* _Assigned task_
Restate word for word the lines of the records below, starting at the line that contains "2. Pin or otherwise" and ending at the line that contains "## Expected behavior", with both of those lines included and nothing else.

================================

PR #526, opened 2026-09-07
fix(browser): share one range anchor between clicks and the keyboard

### LINKED ISSUE #521: fix(browser): Shift-click multi-select fails in List after navigating from an empty folder
## Strata version

0.11.2 / source commit `a0173607e8c9acf841410a9c3aa247ee800162f2` (tracking fork of `lgse/strata` `main`)

## Installation method

Built from source

Debian-based cloud VM, XFCE, X11 (`GDK_BACKEND=x11`). Isolated temp `HOME` with synthetic pinned places (`EmptyDir` empty, `FilesDir` with `file-01.txt`…`file-06.txt`). List view, single-click previews on, type-to-search off. Default List click activation (files 2-click, folders 2-click).

## What happened?

In List view, Shift-click range multi-select does not create a range after navigating from an empty folder (sidebar) into a folder with files. The second click selects only that file (previous selection is replaced). Keyboard `Shift+Down` can still extend a multi-selection in the same listing.

Impact: the usual click-anchor then Shift-click-end range gesture is unreliable right after that navigation, so bulk select/copy/trash from List is easy to get wrong.

## Steps to reproduce

1. Open Strata in List view with the sidebar visible.
2. Pin or otherwise reach an empty directory and a directory that contains several files.
3. Click the empty directory in the sidebar. Confirm the pane shows “This directory is empty.”
4. Click the populated directory in the sidebar. Confirm the files appear. The first row may show a keyboard outline / auto-focus from navigate.
5. Click the first file, then Shift-click the last file.

## Expected behavior

Shift-click selects the contiguous range between the anchor file and the clicked file (Finder/Nautilus-style).

## Actual behavior

Only the Shift-clicked file remains selected. The range is not created.

## Screenshots or video

[Reproduced on XFCE/X11 with synthetic fixtures. Recordings captured during this investigation:

https://cursor.com/artifacts/v/art-8000cce4-350f-4888-8218-4ea3eb19baf5

## Relevant logs

No crash. No relevant log lines; the listing loads normally.

## Additional context

Not a duplicate of open/closed issues searched for List/Explorer Shift-click, range select, multi-select after navigation, empty folder, or sidebar. Nearby but different: #241 (keyboard selection not scrolled into view), #374 (Grid sidebar Enter does not focus files), #462 (first arrow after dismissing a filter only selects), #483 (paste follows auto-selected folder after navigation).

### Narrowing (same VM, isolated HOME)

- **Empty folder specifically?** The reported EmptyDir → FilesDir path reproduces. The failure is not limited to “empty” as a filesystem fact: navigating between two populated pinned places (OtherFiles → FilesDir) also left Shift-click unable to form a range. Any navigation that rebuilds the List pane with no pointer click yet is enough. Clicking blank space under the rows did not give a cleaner signal than sidebar navigation.
- **Sidebar vs other navigation:** Sidebar is sufficient. Opening `FilesDir` by double-clicking it from Home in the listing also failed to range-select afterward. Address-bar typing was not used.
- **List / Icons / Columns:** List is the reported mode and was reproduced. Icons uses the same pointer Shift-click helper as List and also failed to range-select in a live pass. A Columns pass was attempted; the UI still appeared to be List in the screenshot, so Columns is **not confirmed** here. Columns has a separate row-click path.
- **Anchor / preview:** After EmptyDir → FilesDir, the first file is often keyboard-outlined (`select_first_on_load`) but there is no filled multi-selection and no preview until an unmodified click. The original report said selecting one file first (preview appears) then Shift-clicking another works. That contrast was **not reliable** on this VM: click `file-02.txt` (preview “preview content 02”) then Shift-click `file-05.txt` still often selected only `file-05.txt`. When keyboard range *did* work, it did not depend on preview.
- **Keyboard vs mouse:** Window-level `Shift+Up`/`Shift+Down` calls `Browser::extend_selection`, which uses the column `selection_anchor` (set by `select_first_on_load`). List/Icons mouse Shift-click does **not** use that anchor. It uses a per-view `Cell<Option<u32>>` created when the List/Icons pane is built.
- **Click activation:** Left at List defaults (files 2-click, folders 2-click) with Settings “Single-click file previews” on. Did not need to change single- vs double-click activation to reproduce.

### Code observation (no patch)

List and Icons install `install_modified_selection_click` on each row. Unmodified click writes the mouse `Cell` and returns (GTK performs the select). Shift-click reads `anchor.get().unwrap_or(position)`, calls `select_range`, **never writes the Cell**, and **claims** the sequence so GTK ListView native Shift-range does not run. `rebuild_list()` / `rebuild_icons()` on `ColumnAdded` allocate a new `Cell` at `None`. `select_first_on_load` fills the *browser* `selection_anchor` and GTK selection, but that value is not copied into the mouse Cell. After navigation, the first Shift-click therefore ranges from the clicked row to itself (one item).

No fix is included with this report.

spandan11106:
## Description

Every mode kept the pointer range anchor in its own `Cell<Option<u32>>` — List and Icons in
`install_modified_selection_click`, Columns in `column_rows`. Navigating rebuilds the pane
and allocates a fresh cell at `None`, while the anchor `select_first_on_load` fills lives on
the navigation column — so the first Shift-click in a freshly loaded listing ranged from the
clicked row to itself and collapsed the selection to one file. `Shift+Down` kept working
because the keyboard path already reads the column anchor.

The pointer path now reads and writes that same anchor: a plain or Ctrl-click moves it, a
Shift-click ranges from it, and because it is stored as a location it survives a re-sort.
That also makes a click re-anchor the keyboard extension, which previously kept using
whatever the load had selected.

## Visual evidence

Before: navigating into `documents` and Shift-clicking `spreadsheet.csv` leaves only that
row highlighted.

After: the same gesture highlights `notes.txt`, `report.md` and `spreadsheet.csv`.

## How to test

1. Open a directory containing several files from the sidebar or by opening it in the listing. Repeat in all three view modes.
2. Without clicking a file first, Shift-click the last file.
3. Then click the first file and Shift-click the last one.

**Expected result:** step 2 selects every row from the one the listing auto-selected down to
the clicked file; step 3 selects the range between the two clicked files.

## Related issue

Closes #521


spandan11106:
Amended and force-pushed after a closer look at the other view modes.

The first version only rewired List and Icons. Columns keeps its own anchor cell in
`column_rows`, and since it is the default mode the reported bug was still live there:
opening `documents` auto-selects `notes.txt`, and Shift-clicking `spreadsheet.csv`
selected only `spreadsheet.csv`. Columns now reads and writes the same column anchor
through `ViewMap`, which already exposed both position directions, and the new
regression tests run against all three modes instead of just the single-pane ones.

One related behavior I left alone: after a rubber-band selection, a following Shift-click
ranges from the load or last-click anchor rather than collapsing to the clicked row,
because the marquee writes the GTK selection directly and never moves the anchor. Neither
the old nor the new behavior anchors at the marquee origin, so fixing it means teaching
the marquee to set the anchor — a separate change.

spandan11106:
image

l0gicgate:
Fixed the remaining Columns cases: initial/sidebar navigation now initializes the first-entry anchor, and clicking back into an inactive column selects its first visible entry without closing descendants. Clicking empty space in the already-active column still clears selection. Added regression coverage and removed redundant comments.

Verification: reproduced both failures with isolated real-pointer scenarios, then verified initial/sidebar navigation in all three modes and parent-column re-entry followed by Shift-click. The expected contiguous range is selected.

Reviewed Columns baseline (first-entry selection):

Before:
Before

After:
After

wmfeht:
## Merge Blocker

Landed head `a640858` still has these miller-column regressions (shared range-anchor itself is fine):

1. Columns calls `select_first_on_load` on `ColumnAdded`, which selects the first visible row instead of only seeding a range anchor. Navigate/sidebar and preview-open therefore commit a child selection, so F2/Copy/Delete/Right can target that first entry instead of the open-folder / empty-selection contracts. Existing Columns rename tests stay green because they never take the ModeViews path.

2. Returning to an inactive column via content background click `browser.select()`s the first visible entry after clearing. That clears `load_cursor` and can make paste land inside the first directory rather than the column the user clicked. Header clicks still preserve selection; content return does not.

For Columns, write the location `selection_anchor` without treating it as a user pick. Do not keep miller auto-select unless the paste/F2/Delete contracts are intentionally changed and covered on the real UI path.

l0gicgate:
Follow-up: the filename-specific failure was a focus bug. Tracing confirmed that Shift-click selected the full range, but claiming the content click suppressed GTK’s focus transfer. The parent therefore kept inactive selection styling, nearly invisible in the reported theme.

Modified content clicks now explicitly focus the clicked row in all three modes. The regression reproduces file → populated folder → Shift-click the original filename and checks both keyboard focus and selected entries; clicking beside the filename remains covered. Temporary tracing has been removed.

Manual reproduction: click a file, click a folder to open its child pane, then Shift-click the original file name. Expected: the parent range has active highlighting and the clicked row owns keyboard focus, without closing the child.

[Capture details](https://github.com/spandan11106/strata/blob/a640858e17b9b62b1975dda78322c16910e6d7c0/docs/screenshots/521/README.md)

Before:
Before

After:
After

================================

* _Task answer_
2. Pin or otherwise reach an empty directory and a directory that contains several files.
3. Click the empty directory in the sidebar. Confirm the pane shows “This directory is empty.”
4. Click the populated directory in the sidebar. Confirm the files appear. The first row may show a keyboard outline / auto-focus from navigate.
5. Click the first file, then Shift-click the last file.

## Expected behavior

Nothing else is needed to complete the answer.